Synthetic diagnostic rows such as __all_estimators__, paired estimator-difference rows, and base-estimator sensitivity rows that are not enrolled estimator names are intentionally excluded from leaderboard ranking.

When reporting a leaderboard, also report the manifest, component metrics, weights, and raw component values.

Failures

Estimator failure is represented at multiple levels:

  • raw estimates include valid, failure_reason, warnings, and any point/interval fields;
  • validity_rate emits 1.0 for valid estimates and 0.0 for invalid estimates;
  • truth-based accuracy metrics skip invalid estimates and incompatible estimand pairs;
  • missing confidence intervals create missing uncertainty metric rows rather than fake interval scores;
  • tables/failures.csv summarizes missing metric values, missing uncertainty, invalid estimate counts, and rates by estimator and stratum.

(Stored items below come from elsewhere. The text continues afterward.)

PR #345, opened 2019-06-24
Revert "Bump ember-styleguide to get new footer link"

sivakumar-kailasam:
Reverts ember-learn/ember-website#342

### DIFF
--- a/package-lock.json
+++ b/package-lock.json
@@ -3742,9 +3742,9 @@
       },
       "dependencies": {
         "rsvp": {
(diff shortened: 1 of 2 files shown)


MelSumner:
I don't think we need to revert it, since it's not what was causing the issue. Can you confirm @sivakumar-kailasam ? I'll close the PR if so.

sivakumar-kailasam:
Oh we don't need this anymore. I opened this to test the changes on netlify

PR #352, opened 2019-06-27
Alumnizing Stef from Framework Team

wifelette:
...but not actually adding him to archive since he's still on CLI as far as I know and I don't _think_ we want folks in multiple places? Maybe if in the future the alums section also listed what teams people were from :)


stefanpenner:
:shipit:

PR #359, opened 2019-07-07
Add Stale app to repo

amyrlam:
## What it does
See: https://probot.github.io/apps/stale/. I added the Stale app to ember-blog and ember-website (these are the two repos that I have the most context on). I used the defaults from the Stale website. 

Note: Stale bumps issues and pull requests.

Tagging @jenweber cause we talked about it at the meeting, and @hakilebara based on his interests re: Ember-Learn Open Pull Requests Statistics. I think that this bot could really help us with keeping the "backlog" up to date, even if it's a #wontfix. I will also share in the Learning Channel.

Also added to ember-blog: https://github.com/ember-learn/ember-blog/pull/179

### DIFF
--- a/.github/stale.yml
+++ b/.github/stale.yml
@@ -1,0 +1,22 @@
+# Number of days of inactivity before an issue becomes stale
+daysUntilStale: 60
+
+# Number of days of inactivity before a stale issue is closed
+daysUntilClose: 7
+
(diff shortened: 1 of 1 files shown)


amyrlam:
Thanks @rwwagner90, we can see how this goes and move to more repos besides website and blog if good!

PR #360, opened 2019-07-09
Update stale settings

amyrlam:
- Make settings 2x longer for issues. If it's been open for 4mo, seems safe to push to project management tool e.g. GitHub Projects / Notion / other we are using? 
- Change label to `stale` vs. `wontfix` (I can do this manually as well, seems more accurate.)

If we are cool with this, I can make the same changes on ember-blog.

### DIFF
--- a/.github/stale.yml
+++ b/.github/stale.yml
@@ -2,17 +2,13 @@ pulls:
   daysUntilStale: 60
   daysUntilClose: 7
   markComment: >
-    This pull request has been automatically marked as stale because it has not had
-    recent activity. It will be closed if no further activity occurs. Thank you
-    for your contributions.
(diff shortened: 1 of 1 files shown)


amyrlam:
For now, I removed `wontfix` labeling from PR's and issues, since is not accurate.

amyrlam:
Sounds good... could reword issues and PR text? 

Can contributors also reopen a stale issue or PR? Or is that not possible, so a new issue is preferred?

amyrlam:
Discussed in meeting that contributors cannot reopen issues / PRs.

Updated the copy for issues and PR's. Looking for a final review! Then can make the change on `ember-blog`.

amyrlam:
Doing same on ember-blog https://github.com/ember-learn/ember-blog/pull/183, seems like can see how it goes on these two for now!

PR #375, opened 2019-08-07
Fix mascots

mansona:
This was an attempt to fix the mascots page using just the css helpers available in the styleguide. As you can see from the inclusion of some CSS it didn't quite hit that goal 😞 

We should discuss ways to make this less necessary or if we will, in fact, need some custom CSS for this page

https://deploy-preview-375--ember-website.netlify.com/mascots/

mascots

### DIFF
--- a/app/components/tomster-list.js
+++ b/app/components/tomster-list.js
@@ -1,0 +1,18 @@
+import Component from '@ember/component';
+import { computed } from '@ember/object';
+import { sort } from '@ember/object/computed';
+
+export default Component.extend({
+  tagName: '',
+
+  sorting: Object.freeze(['date:desc']),
+  sortedModel: sort('filteredModel', 'sorting'),
+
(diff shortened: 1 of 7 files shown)


mansona:
I have used the latest style guide and we are now able to use significantly less CSS in this PR but we still have a little way to go 👍

MelSumner:
Let's talk about this in the website team meeting- this is exactly one of the use cases for the list component.

mansona:
@ghislaineguerin I'm going to assign this to you. We have discussed the need for more flexibility with the card "component" i.e. card image, card detail etc.

Ideally we should be able to implement this page without the need for custom CSS in the website page. Let me know if you have any questions! 😂

mansona:
This PR is now ready to be reviewed and merged 🎉 

deploy-preview-375--ember-website netlify com_mascots_ (1)

I have avoided the need for "page CSS" by moving the `<TomsterList />` into a component.

Issue #313, opened 2019-04-18
Use unique titles for each page


j-brennan:
As a follow up to https://github.com/ember-learn/ember-website/issues/93, just opening this up to see if there is a desire to make each page have it's own dynamic page title?

Currently each page uses the title: `"Ember.js - A framework for ambitious web developers"`. Would it be useful to see different titles for each page. e.g. the Legal page uses `"Ember.js - Legal"` etc.

mansona:
@MelSumner I assume this is really a question for the SEO team? I can definitely work on a mechanism that would allow us to change the title dynamically (with a fallback) but I think we need to answer the question "do we need this" first 🤔

MelSumner:
@mansona we absolutely need this. It's an accessibility thing that we don't update the page titles. 

However, the page title format should be PageName - SiteName.

ryanolsonx:
Should we also make this change for the new rfc branch? I submitted a PR for master.

ryanolsonx:
Can someone close this (now that the PR has been merged)?

MelSumner:
@ryanolsonx yup! thank you for your help!

PR #379, opened 2019-08-12
Use unique titles for each page

ryanolsonx:
Adds titles (and subtitles) to each of the pages.  For example, Legal would be "Legal - Ember.js" and LTS releases would be "LTS - Releases - Ember.js".

I preserved the title for the home page "Ember.js - A framework for ambitious web developers".

See: #313

Side note: some Ember.js websites outside of this project use "Ember.js - Foo" while this PR uses "Foo - Ember.js".  We may need to change the naming pattern in the other places OR here.

### DIFF
--- a/app/index.html
+++ b/app/index.html
@@ -3,7 +3,6 @@
   <head>
     <meta charset="utf-8">
     <meta http-equiv="X-UA-Compatible" content="IE=edge">
-    <title>Ember.js - A framework for ambitious web developers</title>
     <meta name="description" content="Ember.js helps developers be more productive out of the box. Designed with developer ergonomics in mind, its friendly APIs help you get your job done—fast.">
     <meta name="viewport" content="width=device-width, initial-scale=1">
     <meta property="st:title" content="Ember.js: A framework for ambitious web developers" />
--- a/app/templates/about/legal.hbs
+++ b/app/templates/about/legal.hbs
@@ -1,3 +1,5 @@
+{{title "Legal"}}
+
 <h1 id="legal">Legal</h1>
 
 <section aria-labelledby="legal">
--- a/app/templates/application.hbs
+++ b/app/templates/application.hbs
@@ -1,3 +1,6 @@
+{{head-layout}}
+{{title "Ember.js"}}
+
 {{#es-header}}
   {{#es-navbar links=links home="/"}}
     {{!-- TODO: add search implementation --}}
--- a/app/templates/community.hbs
+++ b/app/templates/community.hbs
@@ -1,1 +1,3 @@
+{{title "Community"}}
+
 {{outlet}}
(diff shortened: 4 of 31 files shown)


ryanolsonx:
I know there's a major redesign happening currently, but I think this can still be of value for the current site. @wifelette @mansona

mansona:
@ryanolsonx don't worry too much about the redesign, if we get this merged into master then we will make sure that we either do a rebase or a merge into the new branch so it doesn't get lost 👍 

I have 2 concerns about this PR though 🤔 firstly looking at the titles they are all very "functional", and this is the reason why in the main issue I asked if the new SEO team would be looking at it (I'm not sure if this team ever got together in the end). The issue being is that the title is a very strong indication to the SEO, and we should be thinking about putting things in there that are what we want people to find Ember for search terms.

For example the new title for https://emberjs.com/releases/release/  is `Stable - Releases - Ember.js. Maybe that's what we actually want if we expect people to search for something like "Ember Stable" 🤔 but I'm wondering if there can be more thought put into it.

On the other side of this, considering this from a technical perspective instead of the content of each of the titles, I'm not sure if I want us to use ember-page-title for this 🤔 we have been using https://github.com/shipshapecode/ember-meta for other Ember sites which has allowed us to update things other than the title, including the Open Graph tags like `<meta property="st:title"`. The only issue is that it is more route and model based but not all of our routes have models 🤔 @rwwagner90 do you have any insights on how we might use ember-meta without routes or models? 

The reason why I would be interested in looking at ember-meta is that in this PR the `<title>` tag does not match the Open Graph metadata: 

```html
<meta property="st:title" content="Ember.js: A framework for ambitious web developers" />
<title>Stable - Releases - Ember.js</title>
```

Sorry if this is a bit of a brain dump but I've been thinking about your PR for a long time since you submitted it 😂

rwwagner90:
@mansona I added a `this.metaInfo` option to ember-meta, so you can set the meta separately from the model. I believe that should work for our use case.

ryanolsonx:
@mansona Thanks for the thorough insights on this PR.  I'll wait until the new SEO team gives their thoughts.  Once they respond, I can refactor this to ember-meta.

👍

rwwagner90:
@mansona is there an SEO team?

I think the general titles proposed here are good. Most sites do `Specific To Page - Website Name` formatted titles.

ryanolsonx:
@rwwagner90 Most of the titles should be in "Specific to Page - Website Name" format.  There are a few that are subpages which would get "Sub Page - Parent Page - Website Name".  This could change to a simple "Specific to Page - Website Name" everywhere.

In the example given above, "Stable - Releases - Ember.js" can become "Stable Release - Ember.js" or something.

rwwagner90:
@ryanolsonx I don't think changing is necessary. `Child - Parent - Website` is pretty typical. I think this would really help our SEO a ton. I am in favor 👍

ryanolsonx:
> `Child - Parent - Website` is pretty typical. I think this would really help our SEO a ton.

Not only would it help SEO, but it would help if a user bookmarks the page to have something that gives context.

PR #399, opened 2019-09-10
Update payment.hbs

MelSumner:
The form was not embedded correctly and the form doesn't work as a result. Trying to fix this.


wifelette:
For reference, here's what the form _should_ look like once it's sorted (in terms of fields, not design): https://tilde.wufoo.com/forms/tomster-and-zoey-commission-payments

MelSumner:
We'll need to update the styles but I just tested it and it works.

PR #403, opened 2019-09-12
Team page

ghislaineguerin:
This PR is for applying the styguide to the team page.


mansona:
@pichfl I know you have a new redesign for this page but I'm probably going to merge this as it's a major improvement to the broken design on the branch currently 👍 we can implement your new design as a follow up improvement PR

PR #407, opened 2019-09-24
Add codesandbox to the home page

NullVoxPopuli:
I think it'd be neat to have something interactive people could play with right away if they wanted.

I think this also encourages us to put some more effort into the `<WelcomePage />` :)

### DIFF
--- a/app/templates/index.hbs
+++ b/app/templates/index.hbs
@@ -133,6 +133,22 @@
     <div class="col-3-large text-center">
       <img src="/images/ember-observer.svg" alt="ember observer">
     </div>
+
+    <div class="col-3-large">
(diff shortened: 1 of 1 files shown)


MelSumner:
What's the perf cost of this choice?

NullVoxPopuli:
codesandbox lazy-loads, so it's better than just loading the full sandbox.  I think the only way we could improve it is to use a lazy-loaded image placeholder (or a skeleton dom thing) and then swap out for the iframe on click or something. 
More than happy to make a component that does that, if that's desired

MelSumner:
I think we could put a prominent link that sends someone to codesandbox but I am not okay with it on the home page. + @jenweber we should review this with the rest of the learning team before moving forward.

PR #408, opened 2019-09-24
Adds ECG On-Demand to users

Robindfuller:
ECG ON-DEMAND® provide Immediate 12-lead ECG Interpretation and Same-Day Holter Monitor Analysis. We use Ember.js to create our in-house ECG analysis and workflow management software.


amyrlam:
@Robindfuller thanks for the submission! possible to amend the commit to kick off Percy? Not sure what happened. 

If not I can pull it down locally later!

chancancode:
Please remove the lock file changes

Robindfuller:
That should be done now

PR #409, opened 2019-09-25
Update guides links

chancancode:
Previously the guides link was pointing to the "Templating" section. Also added link to tutorial.


chancancode:
I think Percy is not going to run because we ran out of snapshots

PR #507, opened 2020-01-10
Rename and redirect logos to branding

locks:


tests/acceptance/visual-routes-test.js
```diff
@@ -23,7 +23,7 @@ module('Acceptance | visual regression', function (hooks) {
     { title: '/index.html', route: '/'},
     { title: '/learn.html', route: '/learn/' },
     { title: '/legal.html', route: '/about/legal/' },
-    { title: '/logos.html', route: '/logos/' },
```
mansona: you should not change the left hand side of this, if you do then we lose continuity. The left hand side is just the title for Percy to identify the snapshot by name. You can see that the left hand side (title) is already out of sync with the route in a few other places 👍

tests/unit/routes/branding-test.js
```diff
@@ -1,11 +1,11 @@
 import { module, test } from 'qunit';
 import { setupTest } from 'ember-qunit';
 
-module('Unit | Route | logos', function(hooks) {
+module('Unit | Route | branding', function(hooks) {
```
mansona: we should delete this test because it's empty

locks: https://github.com/ember-learn/ember-website/pull/508 ;)

locks:
Seems fine to wait for the redesign :)

tests/acceptance/visual-routes-test.js
locks: that doesn't sound great tho :P

mansona: it doesn't matter if it sounds great, it is how it's supposed to work :) it has been this way since the Ruby->Ember migration 👍 please fix

MelSumner:
@mansona let's figure out how to make this easier- we shouldn't have to jump through so many hoops on an Ember app when this is a simple server-side redirect in pretty much everything else. Even identifying that this is a point of friction in Ember apps in general would be useful because we can file an issue and get this worked on.

mansona:
I don't think this is a function of making it difficult in "Ember Apps", I think this is a challenge that you would face in any app that is both Server-Side Generated and has client-side rendering. We just need to make sure that both things are in sync.

The main friction in my mind is that we need to define the value in the change before taking the time (and being careful) to actually make the change. We recently had a similar issue with https://github.com/ember-learn/ember-website/pull/491/files which ended up working in the end but I seem to remember it causing a bug 🤔 (can't find the link to the bug or the bugfix now) 

In that case the justification wasn't that strong, but there was at least **some** justification for the change! And the outcome is better because both `/team` and `/teams` work now 👍

PR #508, opened 2020-01-10
Remove boilerplate files

locks:


locks:
@amyrlam I was doing some other changes and noticed that there are a lot of boilerplate files in the project, mainly auto-generated tests and controller files. I think this is cleaner for everyone!

amyrlam:
@locks cool sg! thanks for the explanation!

PR #509, opened 2020-01-10
update ember-styleguide

mansona:


mansona:
this now depends on https://github.com/ember-learn/ember-styleguide/pull/262 before it can be merged 👍

Issue #520, opened 2020-01-16
Create "Meet Addons" tab component for landing page


mansona:
![image (2)](https://user-images.githubusercontent.com/594890/72536594-6e872800-3872-11ea-8118-d911f52fab27.png)

mansona:
Fixed in #530

PR #530, opened 2020-01-19
Addon tabs component

mansona:
This makes the "Meet Addons" section image a real component with a tabbed UI and no longer just an image

Fixes https://github.com/ember-learn/ember-website/issues/520


app/components/addon-tabs.js
```diff
@@ -0,0 +1,6 @@
+import Component from '@ember/component';
```
MelSumner: This should definitely be in the style guide addon.

mansona:
@MelSumner I disagree that this should be in the styleguide 🙈 We can discuss it more on Thursday but I'll summarise it quickly here too.

Since the [last time that I tried to put this in the styleguide](https://github.com/ember-learn/ember-styleguide/pull/157), I have been thinking a lot about this implementation and have even tried it out with a client's app. There is a lot to be desired when coming up with a truly generic implementation of Tabs that could work like this does and could be adapted for multiple places and my experimentation has not lead me to find something that is good enough to be universal yet.

The implementation in this PR is not really generic enough to move into the styleguide and definitely doesn't have a good API for people to use. I would be very much against moving this to the styleguide with a promise of "other use cases for tabs" without first having an example of one of those use cases and building something that works for both cases. If we did it now I feel very strongly that it would be a big premature optimisation 🙈

pichfl:
I also see this more in the website repository than in the style guide for now. We can easily extract them from here and move them to the style guide later on.

MelSumner:
We want this component for other websites, which is why I think it should be in the styleguide.

PR #534, opened 2020-01-21
Remove builds app from showcase as it has been archived and merged with the website

locks:


MelSumner:
@mansona this doesn't work because it's still the old page. @locks we can do this for both sites, one min.

mansona:
I'm pretty sure that if we merge https://github.com/ember-learn/ember-website/pull/535 it will cause a conflict between the redesign branch and master and we would need to resolve it. I **think** the best way to make sure there is no conflict is to cherry-pick instead of merging a new commit 🤔 

@MelSumner what do you mean by "still the old page"?

PR #535, opened 2020-01-23
Delete builds.md

MelSumner:
removing builds.md


mansona:
@locks I still think this is going to cause a conflict and we should do a merge from master into `redesign-rfc` before merging again anyway.

I really think we should **not** merge this

locks:
Let's do that, then!

PR #555, opened 2020-02-09
improve homepage button spacing on very small screens

nickschot:
On very small screen (iphone SE specifically) the button groups on the homepage would wrap with some spacing issues.

### DIFF
--- a/app/templates/index.hbs
+++ b/app/templates/index.hbs
@@ -5,8 +5,8 @@
   @detail="Ember.js is a productive, battle-tested JavaScript framework for building modern web applications. It includes everything you need to build rich UIs that work on any device."
   class="bg-dark"
 >
-  <a href="https://guides.emberjs.com/release/getting-started/quick-start/" class="es-button">Quickstart</a>
-  <a href="https://guides.emberjs.com/release/tutorial/ember-cli/" class="es-button-secondary ml-1">Read the Tutorial</a>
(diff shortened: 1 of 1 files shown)


app/templates/index.hbs
```diff
@@ -159,7 +159,7 @@
 <section>
   <div class="layout container">
     <div class="lg:col-4 lg:start-2 text-center">
-      <a href="https://emberconf.com" class="es-button">
+      <a href="https://emberconf.com" class="es-button mb-1">
```
mansona: Shouldn't this use the same strategy as above? the first one has mb-1 and mr-1 instead of the second one having ml-1? 🤔

nickschot: These buttons we're somewhat annoying to get right with just the functional margin classes as they are centered on screen (the others are left aligned). I chose to give the smaller button the margin. It will appear slightly off center but this is the best we can do without custom css or a more "elaborate" flexbox setup.

Screenshot 2020-02-12 at 12 12 29

nickschot: Just to clarify: with the mr-1 approach the bigger button would be off center which would be more noticable.

mansona: so the only way to fix this perfectly would be with the "button group" implementation that we discussed previously 🤔 hmm

I think I'm going to merge this and create an issue to continue this after the release 👍

mansona: https://github.com/ember-learn/ember-styleguide/issues/283

PR #571, opened 2020-02-17
Update "books and blogs" content on home page

MelSumner:
Adds more unofficial resources to the "Books and blogs" list.

### DIFF
--- a/app/templates/index.hbs
+++ b/app/templates/index.hbs
@@ -222,7 +222,9 @@
         <h4 class="text-md">Books & blogs</h4>
 
         <ul class="list-unstyled">
-          <li><a href="https://www.balinterdi.com/rock-and-roll-with-emberjs/">Rock and Roll with Ember.js</a></li>
+          <li><a href="https://www.balinterdi.com/rock-and-roll-with-emberjs/" title="a book that helps you learn Ember">Rock and Roll with Ember.js</a></li>
+          <li><a href="http://emberatlas.com/" title="unofficial resource that provides additional information for developers">Ember Atlas</a></li>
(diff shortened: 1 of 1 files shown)


app/templates/index.hbs
```diff
@@ -222,7 +222,9 @@
         <h4 class="text-md">Books & blogs</h4>
 
         <ul class="list-unstyled">
-          <li><a href="https://www.balinterdi.com/rock-and-roll-with-emberjs/">Rock and Roll with Ember.js</a></li>
+          <li><a href="https://www.balinterdi.com/rock-and-roll-with-emberjs/" title="a book that helps you learn Ember">Rock and Roll with Ember.js</a></li>
+          <li><a href="http://emberatlas.com/" title="unofficial resource that provides additional information for developers">Ember Atlas</a></li>
```
mansona: Just leaving my comment on this the same as the previous PR for this content: I think we need to get consensus from the @ember-learn/learning-core-team before we merge this

MelSumner: @mansona agree- thought we already had it though. Thanks for checking! 

@jenweber can you weigh in here please, since you do the work on the guides?

jenweber: My own opinion is that overall it's fine to show Atlas in a list of community resources, since that's what it is. I'd like to see that clarified in the description on the project landing page.

However, right now, the information there is quite sparse so I'd also recommend listing something else for now. I count only 6ish articles at the moment. More than half of the topics have no content.

MelSumner:
```suggestion
```

PR #572, opened 2020-02-17
Update addon-tabs.css

MelSumner:
Ensures that tab content is vertically centered

### DIFF
--- a/app/styles/components/addon-tabs.css
+++ b/app/styles/components/addon-tabs.css
@@ -12,6 +12,7 @@
 }
 
 .addon-tabs--tab {
+  align-content: center;
   background: none;
   border-color: #54565E;
   border-width: 1px;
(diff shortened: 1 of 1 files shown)


mansona:
What is this trying to fix? 🤔 I don't see a diff in Percy and I can't see any difference when I run the Netlify preview and disable this rule

MelSumner:
Firefox

app/styles/components/addon-tabs.css
```diff
@@ -12,6 +12,7 @@
 }
 
 .addon-tabs--tab {
+  align-content: center;
```
mansona:
```suggestion
  align-items: center;
```

With `align-content` it looks like this: 

Screenshot 2020-02-17 at 16 49 04

I assume that is no-change from what it looked like before? 

With `align-items` it looks like this: 

Screenshot 2020-02-17 at 16 49 42

Which I assume fixes the issue?

PR #575, opened 2020-02-17
Make the video whitespace consistent

Windvis:
I noticed the [video on the community page](https://deploy-preview-361--ember-website.netlify.com/community) had inconsistent whitespace which I assume is a remnant from the previous version.

I also noticed the images are a bit blurry do to them being upscaled and that especially noticable on mobile devices. Are there any plans of them being replaced with svg versions?

If not, I personally wouldn't upscale them and just center the image on mobile, and left / right align them on larger devices (depending on how they are positioned next to the text). Thoughts? @MelSumner @mansona 

PS. I know things like this is very nitpicky so let me know if it shouldn't be reported :smile:

### DIFF
--- a/app/templates/community/index.hbs
+++ b/app/templates/community/index.hbs
@@ -110,7 +110,7 @@
 </div>
 
 <div class="container">
-  <div class="embed-video mt-5">
+  <div class="embed-video">
     <iframe width="854" height="480" src="https://www.youtube.com/embed/rY5D38RQoEg?rel=0" frameborder="0" allowfullscreen></iframe>
   </div>
 </div>


mansona:
@Windvis it's good that you're noticing finer details, but I would suggest just creating an issue in `ember-website` and not trying to fix it before release. I am pretty sure that the upscaling that you're talking about is also present on the current production website and we're trying to stay 100% focused on blockers for the release of the redesign right now 👍 

Is there any reason why this PR is marked as WIP? It looks good and should be merged but I don't want to do it before it's ready

Windvis:
I wasn't sure if I needed to add the image changes to this MR. :smile:

mansona:
I prefer to keep PRs nice and focused whenever possible so I would prefer those image improvements in a different PR 🎉 

But like I said, there are other things way more important than those image improvements that are actively blocking launch

PR #578, opened 2020-02-17
added cta-banner component

MelSumner:
adds the CTA for the survey.

### DIFF
--- a/app/components/cta-banner.js
+++ b/app/components/cta-banner.js
@@ -1,0 +1,4 @@
+import Component from '@ember/component';
+
+export default Component.extend({
+});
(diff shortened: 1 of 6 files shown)


mansona:
@MelSumner it looks like we already have an `ember-survey` component that adds functionality for "number of days left" for the survey https://github.com/ember-learn/ember-website/blob/redesign-rfc/app/components/ember-survey.js

This also seems to be implemented in a way that only requires config to be added to enable it 🤔 do you think that we could make use of this existing component instead of creating a new one?

MelSumner:
I'm going to close this issue, @mansona is going to work on a version that combines some things we already have.

PR #579, opened 2020-02-17
swapped out pngs for svgs

MelSumner:
swaps out PNGs for updated SVG files.


mansona:
I've approved it but I think @pichfl mentioned that he might want to take a look before we merge 🤔

PR #1805, opened 2015-03-26
support functional testing of Laravel Artisan commands

bgetsug:
I would like to add support for functional testing of Laravel Artisan commands to the Laravel4 module—at least I think this is a bit more friendly than just using `$I->grabService('artisan')`, etc.


DavertMik:
Thanks!

PR #1806, opened 2015-03-27
Pass body request into yii2 request

m8rge:
This allows to send Xml payload:
```php
$i->haveHttpHeader('Content-Type', 'application/xml');
$i->sendPOST('/v1/door/new-goods', $xmlString);
```

### DIFF
--- a/src/Codeception/Lib/Connector/Yii2.php
+++ b/src/Codeception/Lib/Connector/Yii2.php
@@ -83,8 +83,10 @@ class Yii2 extends Client
 
         ob_start();
 
+        $yiiRequest = $app->getRequest();
+        $yiiRequest->setRawBody($request->getContent());
         try {
-            $app->handleRequest($app->getRequest())->send();
+            $app->handleRequest($yiiRequest)->send();
         } catch (\Exception $e) {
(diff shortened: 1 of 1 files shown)


samdark:
Have you tried it with Yii code from master?

m8rge:
@samdark I tested this code with 2.0.3

samdark:
How to reproduce the issue?

m8rge:
This pull request is not actually bugfix, but feature.

Without this pull, you can't post xml payload like this:
```php
public function addNewItem(FunctionalTester $i) {
    $xml = <<<EOT
<root>
    <goods>
        <productId>1</productId>
        <placeId>1</placeId>
        <boxId>2</boxId>
    </goods>
</root>
EOT;
    $i->sendPOST('/v1/door/new-goods', $xmlString);
}
```

samdark:
What will happen with passing arrays?

m8rge:
It will be assigned to $_POST variable. Then, array will be returned as is in https://github.com/yiisoft/yii2/blob/master/framework/web/Request.php#L370
Please note, that parsers in L382 are not reached.

samdark:
Thanks!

tables/failure_map.csv is a wide aggregate audit table. It is useful for identifying which metrics are present or absent across estimator-stratum combinations, especially in stress tests.

Failure transparency is part of the benchmark result. A high-accuracy aggregate over a small valid subset should not be interpreted without checking validity and failure exports.

Mode-Specific Interpretation

Ground-truth mode supports accuracy and coverage claims relative to the declared synthetic truth. Those claims remain model-relative.

Stress-test mode supports degradation and robustness claims relative to clean and contaminated synthetic records. Stress results depend on contamination design and severity.

Observational mode supports stability and sensitivity claims only. It does not support truth-based accuracy, coverage, or false-positive LRD claims.